Она пила отвары, что готовила заботливая гостья. Радовалась тихо, что становится ей легче с каждым не днем даже, а мигом, как разжимаются тугие кулаки жара, как влажной становится рубаха от пота, очищающего и освобождающего тело. Гроза слушала Милонегу во всем — лишь бы скорее выкарабкаться из того болота немочи, в которое сама себя загнала. Теперь хотела она скорее поправиться: от мысли одной, что Рарог не отступился, что попытается забрать ее, пусть из-под княжеского носа, столько силы прибавлялось, как ни от одного снадобья Милонеги.
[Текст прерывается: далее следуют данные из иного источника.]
PR #1605, opened 2026-09-11
feat(connectors): pick the Google Sheets tab from a list and tidy the setup form

laskevych:
## Summary

Follow-up to the Google Sheets source connector setup form after the OAuth feature demo:

- **Sheet Name is picked from the spreadsheet's tabs.** Once the spreadsheet is known (Google Picker for OAuth, ID/URL for a service account) the wizard lists its tabs; the value is stored as before. If the list cannot be loaded the field falls back to free-text input with the provider error and a Retry action, so the user is never blocked.
- **No "Spreadsheet ID or URL" input under managed OAuth.** The spreadsheet is chosen with Google Picker in that mode, so the manual input stays hidden while the OAuth settings load, before sign-in and after picking. It still appears for Service Account and for manual OAuth credentials.
- **Header Row and Range moved to Advanced Settings.** Most sheets keep their headers in row 1 and import the whole tab; the defaults are unchanged.

## How it works

The connector contract gains a generic way to declare **dynamic options** for a configuration field:

- `packages/connectors`: new `CONFIG_ATTRIBUTES.DYNAMIC_OPTIONS` plus `optionsDependsOn` on the field; a source implements `fetchFieldOptions(fieldName, signal)`. `GoogleSheetsSource` implements it for `SheetName` with `spreadsheets.get?fields=sheets.properties`, reusing the same authorized request path (token refresh on 401, size guard, error mapping) as the values request, which is now shared through `_fetchSheetsApiJson`.
- `apps/backend`: new `POST /api/connectors/:connectorName/options/preview` (`{ field, configuration }` → `[{ value, label }]`). The whole configuration is deliberately **not** validated up front, because the caller is still filling the form; the source reports what is missing (for example "Spreadsheet ID or URL is required"). Credential injection, the 15 s timeout and the provider→HTTP error mapping are shared with the fields preview through `connector-preview-support.ts`. The specification DTO exposes `optionsDependsOn`.
- `apps/web`: `ConfigurationDynamicOptionsField` + `useConnectorFieldOptions` render a combobox for `DYNAMIC_OPTIONS` fields, load the options once every `optionsDependsOn` field has a value (debounced, stale responses dropped), clear a value that no longer exists in the freshly loaded list, and fall back to a text input on error.

### Root cause of the visible "Spreadsheet ID or URL" input

Two things made the input show up on a fresh OAuth configuration:

1. `OauthRenderFactory` reported "not managed" (and rendered the manual credential fields) while `GET /oauth/settings` was still loading. It now treats the loading state as the managed flow, renders a short loading note instead of the manual fields, and reports manual mode when it unmounts (another auth option was selected).
2. `ConfigurationOneOfRender` seeds `AuthType: { oauth2: {} }` in a mount effect, but the parent `ConfigurationStep` re-seeds its state from `initialConfiguration` right after and dropped that write, so `AuthType` stayed unset until the user touched the form. `ConfigurationStep` now seeds the first `oneOf` option itself, and the hide rule also trusts an explicit "managed" report from the renderer.

## Tests

- `packages/connectors`: `GoogleSheets.test.js` — spec attributes, tab listing in sheet order, 401 refresh while listing, missing spreadsheet, unsupported field.
- `apps/backend`: `connector-field-options-preview.service.spec.ts` (success without full validation, unsupported connector, configuration errors, credential failures pass-through, 401→400, 5xx→502, malformed response, timeout) and e2e cases in `connector-fields.e2e-spec.ts` for the new endpoint.
- `apps/web`: `dynamic-options.utils.test.ts`, `useConnectorFieldOptions.test.tsx`, and `ConfigurationStep.test.tsx` cases for the hidden input (loading, signed-out, fresh configuration, manual mode) and the dynamic Sheet Name field (waiting, loaded, stale value cleared, error fallback).

Verified locally in the setup wizard: Google Sheets → OAuth2 tab shows only the sign-in block and the Sheet Name picker; Service Account tab shows the spreadsheet input; Header Row and Range sit under Advanced Settings; Sheet Name falls back to text input with the provider error when the tabs cannot be loaded.

## Docs and release

- Connector README / GETTING_STARTED updated.
- Changeset: `.changeset/6950-google-sheets-config-ux.md`.

### DIFF
--- a/.changeset/6950-google-sheets-config-ux.md
+++ b/.changeset/6950-google-sheets-config-ux.md
@@ -1,0 +1,7 @@
+---
+'owox': minor
+---
+
+# Google Sheets source: pick the sheet tab from a list and a leaner setup form
+
+The Google Sheets source setup now lists the tabs of the selected spreadsheet so the Sheet Name can be picked instead of typed, for both Google OAuth and Service Account authentication. With Google OAuth the spreadsheet is chosen with Google Picker only, so the manual "Spreadsheet ID or URL" input no longer appears in that mode. Header Row and Range moved to Advanced Settings because most sheets keep their headers in the first row and import the whole tab.
--- a/apps/backend/src/data-marts/connector-types/connector-field-options.ts
+++ b/apps/backend/src/data-marts/connector-types/connector-field-options.ts
@@ -1,0 +1,14 @@
+import { z } from 'zod';
+
+/**
+ * Allowed values of a connector configuration field resolved from the source
+ * at configuration time (fields declared with the DYNAMIC_OPTIONS attribute).
+ */
+export const ConnectorFieldOptions = z.array(
+  z.object({
+    value: z.string(),
+    label: z.string(),
+  })
+);
+
+export type ConnectorFieldOptions = z.infer<typeof ConnectorFieldOptions>;
--- a/apps/backend/src/data-marts/connector-types/connector-specification.ts
+++ b/apps/backend/src/data-marts/connector-types/connector-specification.ts
@@ -15,6 +15,11 @@ export const ConnectorSpecificationItem = z.object({
   placeholder: z.string().optional(),
   minimum: z.number().optional(),
   attributes: z.array(z.string()).optional(),
+  /**
+   * Configuration fields whose values are needed before the dynamic options of
+   * this field can be resolved (only meaningful with the DYNAMIC_OPTIONS attribute).
+   */
+  optionsDependsOn: z.array(z.string()).optional(),
   oauthParams: z.record(z.string(), z.unknown()).optional(),
 });
 
--- a/apps/backend/src/data-marts/controllers/connector.controller.ts
+++ b/apps/backend/src/data-marts/controllers/connector.controller.ts
@@ -6,6 +6,7 @@ import {
   GetConnectorSpecificationSpec,
   GetConnectorFieldsSpec,
   PreviewConnectorFieldsSpec,
+  PreviewConnectorFieldOptionsSpec,
   ExchangeOAuthCredentialsSpec,
   GetConnectorOAuthStatusSpec,
   GetConnectorOAuthSettingsSpec,
@@ -31,6 +32,9 @@ import { ConnectorOAuthStatusResponseApiDto } from '../dto/presentation/connecto
 import { ConnectorOAuthSettingsResponseApiDto } from '../dto/presentation/connector-oauth-settings-response-api.dto';
 import { ConnectorFieldsPreviewService } from '../services/connector/connector-fields-preview.service';
 import { ConnectorFieldsPreviewRequestApiDto } from '../dto/presentation/connector-fields-preview-request-api.dto';
+import { ConnectorFieldOptionsPreviewService } from '../services/connector/connector-field-options-preview.service';
+import { ConnectorFieldOptionsPreviewRequestApiDto } from '../dto/presentation/connector-field-options-preview-request-api.dto';
+import { ConnectorFieldOptionResponseApiDto } from '../dto/presentation/connector-field-option-response-api.dto';
 
 @Controller('connectors')
 @ApiTags('Connectors')
@@ -40,6 +44,7 @@ export class ConnectorController {
     private readonly specificationConnectorService: SpecificationConnectorService,
     private readonly fieldsConnectorService: FieldsConnectorService,
     private readonly connectorFieldsPreviewService: ConnectorFieldsPreviewService,
+    private readonly connectorFieldOptionsPreviewService: ConnectorFieldOptionsPreviewService,
     private readonly mapper: ConnectorMapper,
     private readonly connectorOauthService: ConnectorOauthService
   ) {}
@@ -86,6 +91,23 @@ export class ConnectorController {
       body.configuration ?? {}
     );
     return this.mapper.toFieldsResponse(fields);
+  }
+
+  @Auth(Role.editor())
+  @Post(':connectorName/options/preview')
+  @PreviewConnectorFieldOptionsSpec()
+  async previewConnectorFieldOptions(
+    @AuthContext() context: AuthorizationContext,
+    @Param('connectorName') connectorName: string,
+    @Body() body: ConnectorFieldOptionsPreviewRequestApiDto
+  ): Promise<ConnectorFieldOptionResponseApiDto[]> {
+    const options = await this.connectorFieldOptionsPreviewService.run(
+      context,
+      connectorName,
+      body.field,
+      body.configuration ?? {}
+    );
+    return this.mapper.toFieldOptionsResponse(options);
   }
 
   @Auth(Role.viewer())
--- a/apps/backend/src/data-marts/controllers/oauth-flow-only.controller.spec.ts
+++ b/apps/backend/src/data-marts/controllers/oauth-flow-only.controller.spec.ts
@@ -40,6 +40,7 @@ jest.mock('../use-cases/connector/available-connector.service', () => ({}));
 jest.mock('../use-cases/connector/specification-connector.service', () => ({}));
 jest.mock('../use-cases/connector/fields-connector.service', () => ({}));
 jest.mock('../services/connector/connector-fields-preview.service', () => ({}));
+jest.mock('../services/connector/connector-field-options-preview.service', () => ({}));
 jest.mock('../mappers/connector.mapper', () => ({}));
 jest.mock('../services/connector/connector-oauth.service', () => ({}));
 jest.mock('../use-cases/create-data-destination.service', () => ({}));
--- a/apps/backend/src/data-marts/controllers/spec/connector.api.ts
+++ b/apps/backend/src/data-marts/controllers/spec/connector.api.ts
@@ -16,6 +16,8 @@ import { ConnectorOAuthStatusResponseApiDto } from '../../dto/presentation/conne
 import { ConnectorOAuthSettingsResponseApiDto } from '../../dto/presentation/connector-oauth-settings-response-api.dto';
 import { ExchangeOAuthCredentialsDto } from '../../dto/presentation/exchange-oauth-credentials.dto';
 import { ConnectorFieldsPreviewRequestApiDto } from '../../dto/presentation/connector-fields-preview-request-api.dto';
+import { ConnectorFieldOptionsPreviewRequestApiDto } from '../../dto/presentation/connector-field-options-preview-request-api.dto';
+import { ConnectorFieldOptionResponseApiDto } from '../../dto/presentation/connector-field-option-response-api.dto';
 
 export function GetAvailableConnectorsSpec() {
   return applyDecorators(
@@ -52,6 +54,23 @@ export function PreviewConnectorFieldsSpec() {
     ApiResponse({ status: 403, description: 'Connector credentials cannot access the resource' }),
     ApiResponse({ status: 502, description: 'Connector provider is unavailable' }),
     ApiResponse({ status: 504, description: 'Connector field preview timed out' })
+  );
+}
+
+export function PreviewConnectorFieldOptionsSpec() {
+  return applyDecorators(
+    ApiOperation({
+      summary: 'Preview the allowed values of a connector configuration field',
+      description:
+        'Resolves the options of a field declared with the DYNAMIC_OPTIONS attribute from the source, for example the sheet tabs of the selected spreadsheet.',
+    }),
+    ApiParam({ name: 'connectorName', description: 'Connector name' }),
+    ApiBody({ type: ConnectorFieldOptionsPreviewRequestApiDto }),
+    ApiOkResponse({ type: ConnectorFieldOptionResponseApiDto, isArray: true }),
+    ApiResponse({ status: 400, description: 'Unable to preview connector field options' }),
+    ApiResponse({ status: 403, description: 'Connector credentials cannot access the resource' }),
+    ApiResponse({ status: 502, description: 'Connector provider is unavailable' }),
+    ApiResponse({ status: 504, description: 'Connector field options preview timed out' })
   );
 }
 
--- a/apps/backend/src/data-marts/data-marts.module.ts
+++ b/apps/backend/src/data-marts/data-marts.module.ts
@@ -159,6 +159,7 @@ import { ConnectorMapper } from './mappers/connector.mapper';
 import { SpecificationConnectorService } from './use-cases/connector/specification-connector.service';
 import { FieldsConnectorService } from './use-cases/connector/fields-connector.service';
 import { ConnectorFieldsPreviewService } from './services/connector/connector-fields-preview.service';
+import { ConnectorFieldOptionsPreviewService } from './services/connector/connector-field-options-preview.service';
 import { RunDataMartService } from './use-cases/run-data-mart.service';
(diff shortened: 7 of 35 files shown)


zapolsky:

One candidate blocker was raised and **refuted** at the verification gate (details in note 1), so nothing here is posted inline.

### 1. Skipping `validate()` wholesale costs the defaults and the `oneOf` diagnostics, not just the required-field check

`source.config.validate()` does three things, and the options preview gives up all three to relax one of them:

1. applies spec defaults — `packages/connectors/src/Core/AbstractConfig.js:152-153`, the **only** place `default` becomes `value`;
2. enforces required fields — the part you deliberately want relaxed;
3. reports missing `oneOf` items precisely — `AbstractConfig._validateOneOf:207`, `Parameter 'AuthType.ClientSecret' is required but was not provided`.

The sibling calls it and wraps the error into a clean 400 (`connector-fields-preview.service.ts:61-66`); `connector-field-options-preview.service.ts:70-77` goes straight from `createConnectorPreviewSource` to `fetchFieldOptions`. Losing (1) and (3) produces two separate misleading 502s:

**(a) Losing the defaults.** `MaxFetchRetries` is declared with `default: 3` and no `value` (`AbstractSource.js:23-29`). Unset, `Source.js:494` evaluates `1 <= undefined` → `false`, the retry loop body never runs, and `Source.js:525` throws `'Google Sheets request retry loop ended unexpectedly'` — **without a single HTTP request**, after an OAuth token refresh has already been burned at `Source.js:447`. `_fetchSheetsApiJson` re-wraps it as `HttpRequestException` (`Source.js:480-486`), which `connector-preview-support.ts:140/170` maps to `502 Connector provider is temporarily unavailable`.

*This was raised as a blocker and refuted, so please read the reachability honestly:* the create wizard starts from `connectorConfiguration = {}` (`ConnectorEditForm.tsx:65,261`), so the second seeding effect is skipped, `ConfigurationStep.tsx:124-126` seeds `MaxFetchRetries: 3`, and it is persisted. There is also no historical window — the Google Sheets source landed well after that seeding existed. **The common path is safe.** What remains: clearing *Max Fetch Retries* in Advanced Settings writes `undefined` (`ConfigurationNumberField.tsx:30`), `JSON.stringify` drops the key from both the preview POST and the save, and the field is not `isRequired`, so nothing stops that being persisted — after which the picker permanently reports a Google outage while *Next* and the connector run still work (both call `validate()`). Same for a configuration authored through `PUT /api/data-marts/:id/definition`.

**(b) Losing the `oneOf` diagnostics.** `getAccessToken` dereferences `authConfig.ClientId.value` / `ClientSecret` / `RefreshToken` unguarded (`Source.js:349-351`); the spec declares those under `AuthType.oneOf[0].items`, so `mergeParameters` never populates `AuthType.items` and a missing one is genuinely `undefined`. The `TypeError` is thrown inside `_fetchSheetsApiJson`'s `try`, so it is laundered into `HttpRequestException` → the same `502`. The dereference is pre-existing; **the new path that reaches it is not**, because the fields preview turns the same input into a clean 400 via `validate()`. Reachable whenever `SpreadsheetId` is filled before the credentials — editing or duplicating a config, switching the AuthType tab, and on any self-hosted instance with no managed OAuth, where manual mode is the *only* mode (`OauthRenderFactory.tsx:275`) and `SpreadsheetId` is not hidden.

**Fix (one shaped change, not two):** apply defaults on the preview path and keep the `oneOf` item diagnostics, relaxing only the required-field check. A defensive `this.config.MaxFetchRetries?.value ?? 3` at `Source.js:494` — the defensive shape `GoogleBigQueryStorage.js:988-992` already uses (`MaxFetchRetries?.value` through a default helper) — closes (a) on its own, and a guard in `getAccessToken` throwing `ConnectorConfigurationException` closes (b), matching the guard this PR already added for `SpreadsheetId` at `Source.js:734-736`.

### 2. The combobox hides a value that is not in the loaded options, and disables itself while doing so

`combobox.tsx:87` resolves `selectedOption = options.find(o => o.value === value)` and `:112-122` renders the **placeholder** when there is no match. In `waiting` the hook clears the list (`useConnectorFieldOptions.ts:66`) and the field is `disabled` (`ConfigurationDynamicOptionsField.tsx:110`) — so a configuration still holding `SheetName: "Data"` shows *"Fill the fields above to load sheet names"* in a greyed box, and that invisible value is what gets saved. On every open of an existing data mart this is at least a transient blank (the initial `options` is `[]` through the first `loading`); it is permanent whenever a dependency goes unready. The old plain text input always rendered the value. Worth merging `currentValue` in as a synthetic option, or not disabling the trigger. (The `error` and empty-list branches are fine — they fall back to an `Input` that does show the value.)

### 3. Opening a data mart whose tab was renamed silently blanks the field *and* arms the unsaved-changes guard

`ConfigurationDynamicOptionsField.tsx:41-46` writes `onValueChange(name, '')` on mount, which flows through `ConfigurationStep` `handleValueChange` → the echo effect → `ConnectorEditForm` `setIsDirty(true)`. The user opened a page and now has an empty required field and unsaved changes they did not make. An inline *"the tab X no longer exists in this spreadsheet"* would be kinder than a silent wipe.

### 4. The new `oneOf` seeding is inert for any non-empty `initialConfiguration`

The seed lands in the first effect (`ConfigurationStep.tsx:128-135`), but the pre-existing second effect (`:150-168`) re-seeds from raw `initialConfiguration` in the same flush and applies no defaults, no seed and no `SECRET_MASK`. Both effects share dependencies and run in declaration order, and `initializedRef` is synchronous, so the later write wins. It works for the fresh-configuration case you targeted (`initialConfiguration` is `{}` there, so the guard at `:153` is false) — but the comment above the hunk describes a general fix that is not general. Effect B is not yours; folding the two would make the next default anyone adds actually apply. *(Side effect of the same ordering, pre-existing and unrelated: Effect A's `isEditingExisting && isSecret → SECRET_MASK` write is discarded on every edit too.)*

### 5. The membership guard in the stale-value logic is unprotected by any test

`ConfigurationStep.test.tsx:443-461` ("clears a sheet name that no longer exists in the loaded tabs") asserts only that `SheetName` becomes `''`. An implementation that clears on **every** load passes identically — deleting the `options.some(...)` guard at `ConfigurationDynamicOptionsField.tsx:43` leaves every suite green while wiping a valid sheet name on each reload, including the `Retry` path. No test renders the field with a `SheetName` that *is* in the list and asserts it survives. Given the effect also carries an `exhaustive-deps` disable, that guard is worth pinning.

<details>

- `connector-preview-support.ts:68-80` — `createConnectorPreviewSource` has no declared return type, so the `any` from the `@ts-expect-error` `@owox/connectors` import is now an **exported cross-file** value; it was contained in one private method before the extraction. The capability probe (`:61`, a magic string) is also now decoupled from the call site. `connector-types/interfaces/` is the repo's home for this.
- `Source.js:187` — `HeaderRow` is `isRequired: true, minimum: 1` and this PR moves it into Advanced Settings, which is `defaultOpen = false` and whose `CollapsibleContent` has no `forceMount` (`wizard.tsx:180,205`), while `requiredSpecs` (`ConfigurationStep.tsx:266`) derives from the **full** spec list. Clear Header Row, collapse the section, and *Next* is disabled with nothing on screen explaining why.
- `connector-field-options-preview.service.ts:44` — the backend never checks that the requested `field` actually carries `DYNAMIC_OPTIONS`; it trusts each source. `ConnectorService.getItemByFieldPath` already exists. Also no `@MaxLength` on `field`, which is echoed back in the 400.
- `connector-preview-support.ts:19` — one hardcoded `CONNECTOR_PREVIEW_TIMEOUT_MS = 15_000` now governs both a 400 ms-debounced interactive tab lookup and a preview that can pull 50 MB. You parameterised the messages but not this.
- `ConfigurationDynamicOptionsField.tsx:96-113` — `Combobox` takes no `id`, but `ConfigurationItemRender` renders `<AppWizardStepLabel htmlFor={specification.name}>`, so the label dangles and the required marker drops out of the accessible name. Both `Input` fallbacks in the same file do set `id={name}`, and the tests encode the inconsistency (`name: 'Sheet Name'` vs `'Sheet Name *'`).
- `optionsDependsOn` crosses `connector-specification.ts:22` → `connector.service.ts:469,490` → `connector.mapper.ts:87,105` with **zero** backend assertions, and a `z.object` strips an unknown key silently. One assertion in `connector-specification.e2e-spec.ts` would pin the whole chain — worth it, because `dynamic-options.utils.ts:43` treats "no dependencies" as *ready*, so a break fires an immediate doomed request instead of waiting.
- `connector-preview-support.ts:184,195` — the now-shared, now-"generic" error mapper hardcodes Google-Sheets message fragments. A future source that does not throw `Core.ConnectorConfigurationException` gets a 500 where a 400 belongs.
- `connector.service.ts:490` — `optionsDependsOn` is mapped for `oneOf.items` too, but `NestedConfigurationField` passes the option's **inner** object as `configuration`, so a nested `DYNAMIC_OPTIONS` field would resolve root-level dependency names against it and wait forever. No connector does this today; latent.
- `connector-field-options-preview.service.ts:70` sits outside the `try` that starts at `:72`, so a nested `null`/`{}`/`[]` in `configuration` makes `recursiveValueTransform` throw before `mapConnectorPreviewError` can classify it → an unmapped 500 plus an error-level stack. Pre-existing — `main`'s `fields/preview` has the identical exposure — but now that both share the helper, moving the call inside the `try` fixes both. No stack reaches the client.
- The 15 s timeout does not actually bound the whole lookup: `getAccessToken` (`Source.js:447`) and `OAuthUtils.getAccessToken` never receive the signal, so only the sheets request honours it.
- Every options request builds a fresh source and performs a fresh Google token exchange; the 400 ms debounce is the only throttle, with no backend caching or coalescing.
- `ConfigurationStep.test.tsx:533-569` ("brand-new configuration") does not discriminate the seeding hunk — all four assertions are satisfied by the hide-rule change alone. Similarly untested: the debounce itself (`DYNAMIC_OPTIONS_DEBOUNCE_MS` could be `0`), the abort signal *across* the seam (both connector tests call `fetchFieldOptions('SheetName')` with no signal), the `Retry` button's `onClick`, and the headline combination — the OAuth fixture still declares `SheetName` as a plain `STRING`, a shape `Source.js:164-169` no longer emits.
- `docs/api/coverage.md` gains no row for the new API-key-reachable `POST` endpoint (the sibling `fields/preview` is missing too); CI does not enforce it.
- `CommonConstants.js:30` points readers at `AbstractSource.fetchFieldOptions`, which does not exist — the method is on `GoogleSheetsSource` only (consistent with `fetchFieldsSchema`, so the code is fine; the comment is not). `CREATING_CONNECTOR.md:158-160`, the only doc listing `CONFIG_ATTRIBUTES`, does not mention `DYNAMIC_OPTIONS`.
- minor: `body.configuration ?? {}` (`connector.controller.ts:108`) is unreachable given `@IsObject()` without `@IsOptional()` — same on the sibling, so consistent rather than wrong; `Source.js:409` uses `?.value` where `:426` uses `.value` for the same parameter; four symbols exported from `connector-preview-support.ts` have no external importers; the `unexpected` log string drifted from `'Unexpected connector field preview failure'` for the fields path; "Fill the fields above to load sheet names" points at a field that managed OAuth deliberately hides; `getDynamicOptionsDependencyKey` is `JSON.stringify` key-**order** sensitive, so a same-content rebuild refetches; the 50 MB guard message still says "Narrow the Range and try again" on the tab listing, where `Range` is irrelevant; `POST :connectorName/options/preview` names a field-level concept at connector level while the field travels in the body.

</details>

**Verified and explicitly not an issue**, so it does not get re-litigated: the ~170-line extraction into `connector-preview-support.ts` is behaviour-preserving line for line (timeout, abort, the full status ladder, both fragment lists, `extractProviderStatus` recursion — only a log string changed, and `fields/preview` still calls `validate()`); `@Auth(Role.editor())` matches the sibling exactly; no credential material can reach the HTTP response (`looksLikeAuthenticationFailure` intercepts the `JSON.parse` echo first, and the 403 pass-through carries only the service-account e-mail); SSRF is closed by the `^[A-Za-z0-9_-]+$` check plus `encodeURIComponent` against a hardcoded origin; cross-project/cross-connector credential reuse is rejected by `validateReferences` + `AccessDecisionService` and now locked in by e2e; the preview writes nothing to persistence or run state; Radix unmounts the inactive `TabsContent`, so the managed-mode report cannot strand and hide the spreadsheet input; the stale-response/abort handling in `useConnectorFieldOptions` is correct and cannot loop; masked secrets resolve on both edit flows; and version skew degrades gracefully in both directions to the pre-PR text input.

**CI (read, not re-run):** 19 green. `Audit all` is red on `adm-zip` and `toml`/`snowflake-sdk` — also red on `main`, and this PR touches no manifest or lockfile, so **not attributable to this PR**.

zapolsky (approved):

laskevych:
Thanks for the thorough pass. Addressed in the latest commit:

**1. Skipping `validate()`** — fixed on the source side, as suggested, so the lookup no longer depends on validation side effects: `_fetchSheetResponse` falls back to the default retry budget when `MaxFetchRetries` has no value, and `getAccessToken` resolves the `AuthType` items through a guard that throws `ConnectorConfigurationException` (`Parameter 'AuthType.ClientSecret' is required but was not provided`), which the preview maps to a 400 through `cause`. Both have connector tests. The contract is now spelled out in `CREATING_CONNECTOR.md` and in the service doc comment.

**2 + 3 + 5. Combobox hiding the value / silent wipe / unpinned guard** — the field no longer changes the stored value on its own. The current value is always rendered (merged in as an option while the list is loading, waiting, or does not contain it), and a tab that no longer exists is flagged inline with `aria-invalid` instead of being cleared, so opening a data mart does not arm the unsaved-changes guard. Tests now cover both directions: a value that *is* in the list survives with no `onChange`, and a missing one is flagged with no `onChange`.

**4. Inert `oneOf` seeding** — both effects now go through one `seedConfiguration` function (migration, defaults, `oneOf` seed, secret mask), so the rule applies to a non-empty `initialConfiguration` as well; covered by a test with a non-empty configuration.

From the additional observations:

- the backend now verifies that the requested field carries `DYNAMIC_OPTIONS` in the specification before touching credentials or the source, and `field` has `@MaxLength(128)`;
- `createConnectorPreviewSource` is called inside the mapped `try` in both preview services, returns a typed `ConnectorPreviewSource`, and the helpers without external importers are no longer exported; the fields-preview log line is back to its original wording;
- the combobox takes an `id`, so the label (required marker included) names it — tests use the same accessible name as the text inputs;
- `optionsDependsOn` and the `ADVANCED` placement are pinned by an assertion in `connector-specification.e2e-spec.ts`;
- the oversize message on the tab listing no longer mentions `Range`; `SpreadsheetId` is read the same way in both requests; the `CommonConstants` comment and `CREATING_CONNECTOR.md` describe `DYNAMIC_OPTIONS` correctly; the waiting placeholder no longer points at a field that managed OAuth hides.

Left as follow-ups, since they are either pre-existing or a design decision beyond this change: a required advanced field (`HeaderRow`) cleared inside the collapsed section disables *Next* without an on-screen hint; a separate, shorter timeout for interactive lookups; threading the abort signal through the token exchange; caching/coalescing of option lookups; the Google-Sheets-specific fragments in the shared error mapper; dependency resolution for a `DYNAMIC_OPTIONS` field nested inside a `oneOf`; and the missing `docs/api/coverage.md` rows for both preview endpoints.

Слегка тревожили мысли о том, кто же она все ж ему? Может, и знакомица с детства — и впрямь. Да все думалось, что не только. Уж больно неохотно о находнике говорила. И уж больно ярко загорались ее глаза, когда Гроза сама вспоминала его в беседе. Осторожно, чтобы лишний раз не дать повода кому стороннему услышать.

И пятерицы-то не прошло, как Гроза, кажется, совсем поправилась. От лихорадки не осталось и следа. Только слабость небольшая еще служила напоминанием о пережитом недуге, который никто из женщин объяснить толком не мог. Одна травница только знала.

— Бывает такое, — все же пояснила Милонега, уже собираясь терем покидать. Ждали ее муж и дети давно — в Пороги возвращаться. — Когда дитя под сердцем крепнет, силы материнские вдруг забирать начинает. А в душе покоя нет. Вот. Одно к одному.

Она встала со скамьи у стола, на котором оставила еще мешочки с некоторыми травами, что помогут скорее силы вернуть. Пахло ими, кажется, во всей хоромине от угла до угла — теперь вовек запах этот не забыть: калгана и первоцвета, клевера и растертых ягод рябины. Аромат, который сопровождал возвращение в жизнь. И отчего-то немного жаль было расставаться с многознающей травницей.

— Теперь такого со мной не случится больше, попыталась уверить ее Гроза.

Она тоже поднялась, собираясь ее проводить. Милонега приостановилась, задумалась как будто, глядя в сияющее утренним светом оконце, и неуверенным жестом поправила платок, откидывая за спину.